On social media, there is an increasingly popular idea that the best days are behind for the crypto sector. Aside from the flash crash on Oct. 10, it seems that many investors are simply a bit bored due to the relative lack of volatility during the past 12 months or so. Others believe that the major financial institutions adopting key crypto assets like Bitcoin (BTC +1.89%) and Ethereum (ETH +1.72%) are a guarantee that the upside associated with crypto's roller-coaster-like performance is a thing of the past.
So, is it too late to get into crypto for someone who doesn't yet own any?
 
Image source: Getty Images.
Why it's not too late
One overriding fact that many investors seem to be losing sight of in this discussion is that the backdrop has changed dramatically in their favor during the past couple of years.
In 2025, exchange-traded funds (ETFs) for the largest assets like Bitcoin and Ethereum meant that regular investors have a simple and regulated way to get exposure to crypto via their brokerage or retirement accounts, and the ETFs also gave financial institutions a clean mandate to allocate funds to the sector. On Oct. 17, the Securities and Exchange Commission (SEC) gave the green light to a spot Solana (SOL +1.02%) ETF, indicating that the access routes to crypto are continuing to become wider and easier to traverse than ever before for the biggest assets.
In other words, large amounts of capital can now flow into crypto, which is going to keep exerting a positive pressure on price for as long as it continues.

CRYPTO: BTC
Key Data Points
But what about the talk that less volatility as a result of institutional participation means that crypto's returns will be lower forever?
The first thing to note is that investors aren't imagining anything; at least in the case of Bitcoin, volatility has indeed fallen as a result of the asset's institutionalization.
Nonetheless, let's keep volatility in context; look at this chart showing eight of the leading cryptocurrencies during the past 12 months:
SPY Total Return Level data by YCharts.
As you can see, all but one of the top-eight cryptocurrencies (not including stablecoins) by market cap substantially outperformed the stock market's returns during the past 12 months -- and the stock market has been having an unusually good run despite some serious hiccups along the way.
So even if crypto's volatility is declining a bit, it still can potentially deliver outsized returns. Overall, there isn't much reason to suspect that the process of value generation inside the sector is slowing down.

CRYPTO: ETH
Key Data Points
Be selective
It isn't too late to get into crypto.
But you will need to be disciplined, do your research, and be cautious about which assets you commit to. Straying outside of the top-15 assets by market cap (excluding stablecoins) is risky. And appreciate that higher risk does not guarantee an asset will yield higher returns.

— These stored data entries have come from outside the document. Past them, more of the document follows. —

PR #1360, opened 2016-11-30
Print global ASN rather than blank

### LINKED ISSUE #1271: calicoctl doesn't show global default ASN.

robbrockbank:
Fixes #1271

### DIFF
--- a/calicoctl/commands/resources.go
+++ b/calicoctl/commands/resources.go
@@ -182,6 +182,10 @@ type commandResults struct {
 
 	// The results returned from each invocation
 	resources []unversioned.Resource
+
+	// The Calico API client used for the requests (useful if required
+	// again).
+	client *client.Client
 }
 
 // executeConfigCommand is main function called by all of the resource management commands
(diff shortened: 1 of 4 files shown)


calicoctl/commands/resources.go
```diff
@@ -182,6 +182,10 @@ type commandResults struct {
 
 	// The results returned from each invocation
 	resources []unversioned.Resource
+
+	// The Calico API client used for the requests (useful if required
+	// again).
```
gunjan5: not sure I understand this: "useful if required again"

gunjan5:
LGTM assuming you have tested the output since templating can be weird sometimes, and I can't tell by just looking at the code. :)

robbrockbank:
Yup I tested.   The default value appears in parens, whereas the configured value appears normally.

calicoctl/commands/resources.go
robbrockbank: Just that there is no real reason to return the client in the response data ... but in this case it is useful to have access to it so that we don't have to create another client.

Bitcoin belongs in every crypto portfolio as a hearty allocation, perhaps as much as 50%, and for many investors, it could be the only coin they hold. The idea is to accumulate it slowly via dollar-cost averaging (DCA) and then never sell until many years have passed and its scarcity has powered big returns. If you're just looking to get a small amount of exposure to crypto and you don't want to make a whole separate crypto portfolio, consider allocating between 1% and 5% of your portfolio's value to the coin over time via an ETF.

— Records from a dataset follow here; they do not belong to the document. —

PR #1361, opened 2016-11-30
Add a warning when downloading the docker image

### LINKED ISSUE #1287: `calicoctl node run` hangs without warning if it needs to download image
The new `calicoctl node run` command hangs for a long time while the image is being downloaded, without telling the user why.

We should just  always print an info message that states `Pulling calico/node:xyz if it doesn't exist locally...`

robbrockbank:
Fixes #1287

### DIFF
--- a/calicoctl/commands/node/run.go
+++ b/calicoctl/commands/node/run.go
@@ -298,10 +298,21 @@ Description:
 		setNFConntrackMax()
 	}
 
-	// Run the docker command.
-	fmt.Println("Running the following command:")
-	fmt.Printf("\n%s\n\n", strings.Join(cmd, " "))
+	// Make sure the calico-node is not already running before we attempt
+	// to start the node.
+	fmt.Println("Removing old calico-node container (if running).")
+	err = exec.Command("docker", "rm", "-f", "calico-node").Run()
+	if err != nil {
+		log.WithError(err).Debug("Unable to remove calico-node container (ok if container was not running)")
+	}
 
+	// Run the docker command.
+	fmt.Println("Running the following command to start calico-node:")
+	fmt.Printf("\n%s\n\n", strings.Join(cmd, " "))
+	fmt.Println("Image may take a short time to download if it is not available locally.")
+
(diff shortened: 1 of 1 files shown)


calicoctl/commands/node/run.go
```diff
@@ -298,17 +298,30 @@ Description:
 		setNFConntrackMax()
 	}
 
+	// Make sure the calico-node is not already running before we attempt
+	// to start the node.
+	fmt.Println("Removing old calico-node container (if running).")
+	err = exec.Command("docker", "rm", "-f", "calico-node").Run()
+	if err != nil {
+		log.WithError(err).Debug("Unable to remove calico-node container")
```
gunjan5: we should add `ignore this if calico-node is not running` so users don't get confused when they see that message in the logs

calicoctl/commands/node/run.go
```diff
@@ -298,17 +298,30 @@ Description:
...
+	}
+
 	// Run the docker command.
-	fmt.Println("Running the following command:")
+	fmt.Println("Running the following command to start calico-node:")
 	fmt.Printf("\n%s\n\n", strings.Join(cmd, " "))
+	fmt.Println("If the container image is not available locally, this may take a short amount")
+	fmt.Println("of time to complete.\n")
```
gunjan5: hmmm.. not sure how i feel about having 2 separate lines for a single message, what if my terminal size is 60 chars and it wraps, first line would be 2 lines (1 and a half-ish) and then `of time to complete.` in a new line leaving the second half of the line empty. It might look like this:
```
If the container image is not available locally, this may
take a short amount
of time to complete.
```
might be better to just have it in one Println, WDYT?

calicoctl/commands/node/run.go
robbrockbank: users generally don't look in the logs.

calicoctl/commands/node/run.go
robbrockbank: kk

Ethereum, on the other hand, is the programmable smart contract network that has a deep decentralized finance (DeFi) ecosystem, including assets that handle real-world asset (RWA) tokenization, as well as the crypto sector's biggest single repository of stablecoins. If you don't know what those things are just yet, don't worry. Buying a small amount of the coin (1% of your overall portfolio) and then using it as a springboard to explore all of the different segments in its ecosystem (and to pay gas fees along the way) is a great way to learn, and I highly recommend doing it if you have any plans to invest in crypto over the long term.

CRYPTO: SOL
Key Data Points
In contrast, Solana is a competitor to Ethereum that offers much lower costs, faster transaction times, and higher throughput, with growing mainstream distribution. It's worth an equally sized allocation as Ethereum, and you're meant to hold it for exposure to growth in crypto applications which require fast speeds or inexpensive transactions at mass scale.
You could also get started in crypto by buying a few of the other major coins or some other altcoins rather than the three discussed above. But I don't recommend it until you're significantly more experienced in the sector. Some of the alternatives -- even some of the ones with billions and billions in market cap, like Dogecoin -- lack a strong investment thesis or have problematic connections to illegal activity.
Stick with the main pillars, and you will benefit as the crypto financial system grows for years to come.